New car sales are a great indicator of a lot of things: consumer confidence, the related issue of consumers’ collective stomach for debt, the health of the economy at large, and, as we have learned over the pandemic, the ability of the automotive supply chain to deliver. For the aftermarket, the impact is, for the most part, less immediate, but still critically important to the long term health of the industry, but sometimes in unexpected ways.
A recent brief report from DesRosiers Automotive Consultants put a firm stamp of qualified positivity on the new car sales of 2024.
In its “2024 – A Respite from the Chaos?” the Canadian research firm asked rhetorically whether the decent new car sales results of 2024 were the continuation of a positive trend, or a calm before more chaos decends in 2025.
First the facts:
According to DAC, overall sales for the year reached an estimated 1.86 million, an increase of 8.2% from the 1.72 million units seen in 2023. Andrew King, Managing Partner of DAC commented “While we would never take a gain of 8.2% for granted, the market remains approximately 180 thousand units below its 2017 high, despite a Canadian population that has increased from 36.7 to 41.5 million people over that time.”
So there’s the good news/bad news story for the auto manufacturing segment: positive improvement in sales, but not keeping pace with population growth.

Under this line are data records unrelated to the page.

PR #78, opened 2017-07-20
upgrade-2.x.sh: Add script to upgrade 2.x host OS

willnewton:
Add a script that can upgrade a 2.x resinOS version to another
2.x version.

### DIFF
--- a/upgrade-2.x.sh
+++ b/upgrade-2.x.sh
@@ -1,0 +1,210 @@
+#!/bin/bash
+
+set -o errexit
+set -o pipefail
+
+target_version=$1
+preferred_hostos_version=2.0.7
+minimum_target_version=2.0.7
+
+# This will set VERSION and SLUG
+. /etc/os-release
+
+# Log function helper
+function log {
+    # Address log levels
+    case $1 in
+        ERROR)
+            loglevel=ERROR
+            shift
+            ;;
+        WARN)
+            loglevel=WARNING
+            shift
+            ;;
+        *)
+            loglevel=LOG
+            ;;
+    esac
+    endtime=$(date +%s)
+    if [ "z$LOG" == "zyes" ] && [ -n "$LOGFILE" ]; then
+        printf "[%09d%s%s\n" "$((endtime - starttime))" "][$loglevel]" "$1" | tee -a "$LOGFILE"
+    else
+        printf "[%09d%s%s\n" "$((endtime - starttime))" "][$loglevel]" "$1"
+    fi
+    if [ "$loglevel" == "ERROR" ]; then
+        /usr/bin/resin-device-progress --percentage 100 --state "ResinOS: Update failed."
+        exit 1
+    fi
+}
+
+# Test if a version is greater than another
+function version_gt() {
+    test "$(echo "$@" | tr " " "\n" | sort -V | head -n 1)" != "$1"
+}
+
+# Log timer
+starttime=$(date +%s)
+
+# Check board support
+case $SLUG in
+    beaglebone*)
+        binary_type=arm
+        ;;
+    raspberry*)
+        binary_type=arm
+        ;;
+    *)
+        log ERROR "Unsupported board type $SLUG."
+esac
+
+if [ -n "$target_version" ]; then
+    case $target_version in
+        2.*)
+	    if ! version_gt "$target_version" "$minimum_target_version" &&
+		    ! [ "$target_version" == "$minimum_target_version" ]; then
+		log ERROR "Target OS version \"$target_version\" too low, please use \"$minimum_target_version\" or above."
+	    else
+		log "Target OS version \"$target_version\" OK."
+	    fi
+            ;;
+        *)
+            log ERROR "Target OS version \"$target_version\" not supported."
+            ;;
+    esac
+else
+    log ERROR "No target OS version specified."
+fi
+
+# Translate version to one docker will accept as part of an image name
+target_version=$(echo "$target_version" | tr + _)
+
+# Check host OS version
+case $VERSION in
+    2.*)
+        log "Host OS version \"$VERSION\" OK."
+        ;;
+    *)
+        log ERROR "Host OS version \"$VERSION\" not supported."
+        ;;
+esac
+
+# Check if we need to install some more extra tools
+if ! version_gt "$VERSION" "$preferred_hostos_version" &&
+    ! [ "$VERSION" == "$preferred_hostos_version" ]; then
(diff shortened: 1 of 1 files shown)


upgrade-2.x.sh
```diff
@@ -0,0 +1,201 @@
+#!/bin/bash
```
michal-mazurek: Bash scripts should have a .bash extension

upgrade-2.x.sh
```diff
@@ -0,0 +1,201 @@
...
+    fi
+}
+
+# Test if a version is greater than another
+function version_gt() {
+    test "$(echo "$@" | tr " " "\n" | sort -V | head -n 1)" != "$1"
+}
+
+# Log timer
+STARTTIME=$(date +%s)
```
michal-mazurek: non-exported functions should be lowercase, to indicate they are non-exported and make the code more readable.

upgrade-2.x.sh
```diff
@@ -0,0 +1,201 @@
...
+
+# Check board support
+case $SLUG in
+    beaglebone*)
+	BINARY_TYPE=arm
```
michal-mazurek: Mixed tabs and spaces for indentation

upgrade-2.x.sh
```diff
@@ -0,0 +1,201 @@
...
+    2.*)
+	log "Host OS version \"$VERSION\" OK."
+	;;
+    *)
+	log ERROR "Host OS version \"$VERSION\" not supported."
+	;;
+esac
+
+# Check if we need to install some more extra tools
+if ! version_gt $VERSION $PREFERRED_HOSTOS_VERSION && ! [ "$VERSION" == $PREFERRED_HOSTOS_VERSION ]; then
```
michal-mazurek: Perhaps break long line

upgrade-2.x.sh
```diff
@@ -0,0 +1,201 @@
...
+
+# Extract boot partition, exclude boot_whitelist files
+log "Extracting new boot partition..."
+echo resin-boot/cmdline.txt >/tmp/boot-exclude
+echo resin-boot/config.txt >>/tmp/boot-exclude
+echo resin-boot/splash/resin-logo.png >>/tmp/boot-exclude
+echo resin-boot/uEnv.txt >>/tmp/boot-exclude
+echo resin-boot/EFI/BOOT/grub.cfg >>/tmp/boot-exclude
+# 2.x adds a default config.json, we should avoid clobbering the existing one
+echo resin-boot/config.json >>/tmp/boot-exclude
```
michal-mazurek: Perhaps more elegant to write like this:
```
( echo
echo
echo) > /tmp/boot-exclude
```

upgrade-2.x.sh
```diff
@@ -0,0 +1,201 @@
...
+	old_root=${root_part#/dev/}
+	new_root=${update_part#/dev/}
+	sed -i -e "s/$old_root/$new_root/" /mnt/boot/cmdline.txt
+	;;
+esac
+
+# Reboot into new OS
+sync
+log "Rebooting into new OS after 5 seconds ..."
+sleep 5
```
michal-mazurek: Why the delay? Perhaps a comment to explain.

willnewton: Mainly to give interested people the chance to Ctrl-C the script if they wish to. ;-) It's probably served it's purpose though and can be removed.

willnewton:
@michal-mazurek I have rebased with changes based on your suggestions (apart from the file extension issue which there doesn't seem to be consensus on at the moment), thanks!

upgrade-2.x.sh
```diff
@@ -0,0 +1,204 @@
...
+        ;;
+    raspberry*)
+        binary_type=arm
+        ;;
+    *)
+        log ERROR "Unsupported board type $SLUG."
+esac
+
+if [ -n "$target_version" ]; then
+    target_version=$(echo "$target_version" | tr + _)
```
agherzan: A small explanation why this translation is needed would help (docker image name restrictions).

upgrade-2.x.sh
```diff
@@ -0,0 +1,204 @@
...
+        *)
+            log ERROR "Target OS version \"$target_version\" not supported."
+            ;;
+    esac
+else
+    log ERROR "No target OS version specified."
+fi
+
+# Check host OS version
+case $VERSION in
```
agherzan: I was little confused about who sets this variable. Maybe a comment that it comes from os-release would help. Or actually when sourcing we could say what variables we are relying on from that file. Just to be clear.

upgrade-2.x.sh
```diff
@@ -0,0 +1,204 @@
...
+        update_part=${root_dev}p2
+        update_part_no=2
+        update_label=resin-rootA
+        ;;
+    *)
+        log ERROR "Unknown root partition \"$root_part\"."
+esac
+
+# Stop docker containers
+log "Stopping all containers..."
```
agherzan: Can we avoid this now? Is supevisor still removing everything? @pcarranzav can we make it ignore resinos images?

upgrade-2.x.sh
```diff
@@ -0,0 +1,204 @@
...
+EOF
+tar -x -X /tmp/root-exclude -C /tmp/updateroot -f $fsarchive
+
+# Extract quirks
+tar -x -C /tmp -f $fsarchive quirks
+cp -a /tmp/quirks/* /tmp/updateroot/
+rm -rf /tmp/quirks
+
+# XXX hack required until 2.0.7 when a quirk is added for this
+(cd /tmp/updateroot/etc; rm mtab; ln -s ../proc/self/mounts mtab)
```
agherzan: Should we only support updates to 2.0.7+? I don't see the benefit in updating to lower versions and keep this hack.

upgrade-2.x.sh
willnewton: If we don't do that then something (I guess the supervisor) cleans up containers which I think can make the export of the container fail below.

agherzan: That is correct. I was wondering if we can make supervisor don't do that.

upgrade-2.x.sh
petrosagg: I've never seen a `.bash` file. Out of all `.sh` files in my system's `/usr`, 40% are bash scripts

michal-mazurek: I posted a rationale for this once. Imagine you have the file open with a text editor. You then cannot execute it by running ./a.sh. So you run sh a.sh. Which then, perhaps only after executing half of the script, crashes with a syntax error.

It should be noted that there was an anomaly thrown into the mix as a result of changes to Quebec’s EV subsidy program that saw consumers in La Belle Province rush to dealers to get ahead of the reduced incentives. Expect EV advocates to post about massive sales gains and project straight lines updward. Also, expect real sales not to match that prediction in 2025, made all he more sticky by the reduced incentives and a pause on incentives altogether in the province in February and March.

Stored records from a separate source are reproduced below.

PR #79, opened 2017-07-26
fixes to the resinhup 1->2 script based on usage

imrehg:
see list of overview in the PR's commit message

### DIFF
--- a/upgrade-1.x-to-2.x.sh
+++ b/upgrade-1.x-to-2.x.sh
@@ -5,9 +5,19 @@ set -o pipefail
 
 . /etc/os-release
 
-MIN_HOSTOS_VERSION=1.16.0
+MIN_HOSTOS_VERSION=1.8.0
 PREFERRED_HOSTOS_VERSION=1.27
+SUPERVISOR_NEW_TAG=v6.1.2
 DOCKER=docker
+
+# Dashboard progress helper
+function progress {
+    percentage=$1
+    message=$2
+    # Progress bar is "nice to have", but might fail on systems
+    # where we move the config.json from it's default location during the update
+    /usr/bin/resin-device-progress --percentage ${percentage} --state "${message}" > /dev/null || true
+}
 
 # Log function helper
 function log {
@@ -32,7 +42,7 @@ function log {
         printf "[%09d%s%s\n" "$(($ENDTIME - $STARTTIME))" "][$loglevel]" "$1"
     fi
     if [ "$loglevel" == "ERROR" ]; then
-        /usr/bin/resin-device-progress --percentage 100 --state "ResinOS: Update failed."
+        progress 100 "ResinOS: Update failed."
         exit 1
     fi
 }
@@ -44,6 +54,8 @@ function version_gt() {
 
 # Log timer
 STARTTIME=$(date +%s)
+
+progress 5 "ResinOS: update prearation..."
 
 # Check board support
 case $SLUG in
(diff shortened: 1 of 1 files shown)


imrehg:
@willnewton cheers! more's coming, that's why I haven't asked for review yet :)

upgrade-1.x-to-2.x.sh
```diff
@@ -76,6 +88,14 @@ else
     esac
 fi
 
+# Find boot path
+boot_path=$(findmnt -n --raw --evaluate --output=target /dev/mmcblk0p1)
+if [ -z "${boot_path}" ]; then
+    log ERROR "Cannot find where is /dev/mmcblk0p1 mounted"
```
agherzan: This is a hard assumption because there will be devices with other block device names. Can we generalise this? In the past we were mounting the boot partition in /boot while now we do it in /mnt/boot. So these are the only mount locations possible for boot partition.

upgrade-1.x-to-2.x.sh
```diff
@@ -160,15 +186,19 @@ umount /var/lib/docker
 umount /resin-data
 
 # Save conf contents to /boot
-# XXX
+if [ -f "/mnt/conf/config.json" ]; then
+    # the boot partition might be mounted ro on some systems, remount
+    mount -o remount,rw "${boot_path}"
```
agherzan: Was that ever the case?

imrehg: When booting 1.8.0 device, I get `ro` mount, tried it a few times, let me check it a bit more.

upgrade-1.x-to-2.x.sh
imrehg: @agherzan sure. Currently there are probably more assumptions as well because of targeting Pi and BB, but one less assumption is better. Will update.

upgrade-1.x-to-2.x.sh
agherzan: I agree there are some more cases here. But I think this one is an easy catch

imrehg: Freshly provisioned `1.8.0`: 
```
|-/boot                          /dev/mmcblk0p1              vfat     ro,relatime,fmask=0022,dmask=0022,codepage=437,iocharset=ascii,shortname=mixed,errors=remount-ro
```
(and no errors in dmesg that would warrant a ro remount happening)

What do you mean by "this one is an easy catch"?

agherzan: Commented to the wrong thread. Fixing..

upgrade-1.x-to-2.x.sh
agherzan: I agree there are some more cases here. But I think this one is an easy catch

upgrade-1.x-to-2.x.sh
imrehg: @agherzan got it, and already pushed changed for your other comment. :)

upgrade-1.x-to-2.x.sh
```diff
@@ -76,6 +90,14 @@ else
     esac
 fi
 
+# Find boot path
+boot_path=$(findmnt -n --raw --evaluate --output=target /dev/${BOOT_PARTITION})
```
willnewton: Can we find by label here? e.g.
findmnt -n --raw --evaluate --output=target LABEL=resin-boot

imrehg:
Added changes based on comments so far.

There's an outstanding issue of the user container being downloaded twice on reboot (once from `registry.`, once from `registry2.`, which should be good to mitigate (have some ideas, and ongoing convo), after that the thing will be complete (for the time being). I will probably add that in another PR, as it might have more feedback required.

So @agherzan @willnewton, this PR should be good to (re-)review, if you'd like (and merge if accepted, that's you, Andrei, right?)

To be fair, 2024 was a year of boom and bust.
Exceptionally strong sales in January and February, says DAC, were the result of pent-up demand as supply was able to meet more of the consumer demand.
DAC did pick out key trends:
- The story in 2024 was compact and subcompact SUVs growth – the former dominating the market with sales rising to more than 560 thousand units
- Light truck/SUV share hit a new record, with passenger cars falling to only 13.4% of total sales
- The luxury market underperformed in 2024 as affordability issues came to the fore
- On the ZEV front there was a rush of Quebecers in Q4 to purchase ZEVs before incentives are cut, and the resurgence of PHEVs
DAC did note that sales throughout the year were notably less peaky; while May returned to its tradition place as the sales leader, the “remarkably flat,” sticking closely to the 165,000 mark, plus or minus 10,000 units.
Looking ahead DAC points to the unpredictable U.S. administration and the now certain Canadian election on the horizon.
For the aftermarket though, a consistent new car sales market is important. Vehicles in operation (VIO) are a key determinant in what is actually available to be fixed by aftermarket service facilities.
While not at the 2017 high watermark of a bit over 2 million, it is notable that staying above 1.6 million units per year (2024 was at 1.86 million) means that the overall car par might have grown, but it’s not a certainty
According to information posted by the Automotive Recyclers of Canada, about 1.6 million vehicles are scrapped each year in Canada. Certainly new car sales surpassed the level. And it’s possible scrappage rates are dropping, as evidenced by vehicle on the road again.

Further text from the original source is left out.